DeepDive AI, a fast-growing startup, moved their ML training to Kubernetes using NVIDIA T4 GPUs. They expected things to get faster. They didn’t.

They ran five GPUs per node. But on average, each GPU sat idle 35% of the time. That’s 56 hours a week doing nothing. By the end of the month? They’d wasted $1,500 on unused GPU time.

What happened?

  • Their pods didn’t ask for GPU resources correctly.
  • Kubernetes didn’t know how to pack them efficiently.
  • The default scheduler just... shrugged.

Case 2: TechCorp’s Overkill Setup

TechCorp Innovations built a GPU-backed microservices architecture. Eighteen services shared one GPU pool. Each one asked for a slice—whether they needed it or not.

The result?

  • Services held on to GPUs they barely touched.
  • Others had to wait in line.
  • The autoscaler? Totally blind to GPU usage.

Monthly GPU waste: $10,000+. Ouch.


Smarter GPU Scheduling: What Actually Works

By default, Kubernetes treats GPUs like a black box. So if you want real efficiency, you need to teach it how to handle them. Here’s how.

1. Be Specific With GPU Requests

Always set both requests and limits for GPUs. That tells Kubernetes exactly what your pods need—and prevents it from guessing wrong.

resources:
  requests:
    nvidia.com/gpu: 1
  limits:
    nvidia.com/gpu: 1

Don’t mix and match values here. If your request is lower than your limit, your pod might never get scheduled.

2. Install the NVIDIA Device Plugin

Without it, Kubernetes won’t even know your GPUs exist.

Grab the NVIDIA device plugin and install it. For production, the NVIDIA GPU Operator (via Helm) gives you extras like monitoring, drivers, and lifecycle management.

3. Watch Your GPUs Like a Hawk

Use tools like:

  • DCGM Exporter – collects GPU telemetry
  • Prometheus + Grafana – shows you what’s happening

Here’s a Terraform snippet to set up GPU metrics tracking:

resource "kubernetes_deployment" "gpu_metrics" {
  metadata {
    name      = "gpu-metrics"
    namespace = "monitoring"
  }

  spec {
    replicas = 1
    selector {
      match_labels = {
        app = "gpu-metrics"
      }
    }

    template {
      metadata {
        labels = {
          app = "gpu-metrics"
        }
      }

      spec {
        container {
          name  = "gpu-exporter"
          image = "nvidia/k8s-gpu-exporter:latest"

          ports {
            container_port = 9100
          }

          resources {
            requests {
              cpu    = "100m"
              memory = "128Mi"
            }
            limits {
              cpu    = "500m"
              memory = "512Mi"
            }
          }
        }
      }
    }
  }
}

Tip: Build dashboards that show you GPU usage over time, idle rates, and scheduling failures. It’ll pay off.

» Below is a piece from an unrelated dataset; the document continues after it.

PR #1192, opened 2026-04-19
docs(migration): add shim/test-name guidance and snapshot format notes

fi3ework:
### Background

The `migrate-to-rstest` agent skill carried migration guidance (no-shim rule, test-name preservation, Jest snapshot key separator change, Vitest `mergeConfig` absence) that wasn't in the official docs. Moving it here makes the Jest/Vitest migration pages the single source of truth.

4. Fight Fragmentation With Bin Packing

GPU fragmentation = wasted money.

To avoid it:

  • Use pod affinity/anti-affinity rules to group similar jobs.
  • Run short jobs back-to-back on the same nodes.
  • Add taints and tolerations to keep critical workloads from being pushed aside.

5. Use a Smarter Scheduler

Kubernetes' default scheduler is too generic for serious GPU workloads.

Try tools like:

  • Volcano, Kube-batch, or KubeSlice – good for batch and ML jobs
  • Karpenter – an autoscaler that supports GPU-aware decisions
  • GPUScheduler – an NVIDIA experiment that knows about GPU topology

Tool Stack at a Glance

ToolWhat It Does
KubernetesManages your containers
NVIDIA GPU OperatorHandles drivers + monitoring
DCGM ExporterSends GPU stats to Prometheus
Prometheus + GrafanaShows graphs, sets alerts
HelmMakes deployments repeatable and clean

Final Thoughts

GPUs are powerful—but expensive. If you’re using Kubernetes, you can’t afford to let them sit idle.

Don’t just trust the defaults. Start monitoring your usage. Set resource requests properly. Use smarter scheduling strategies. And most of all—treat GPU efficiency as a first-class problem.

Because every idle GPU hour? That’s money out the door.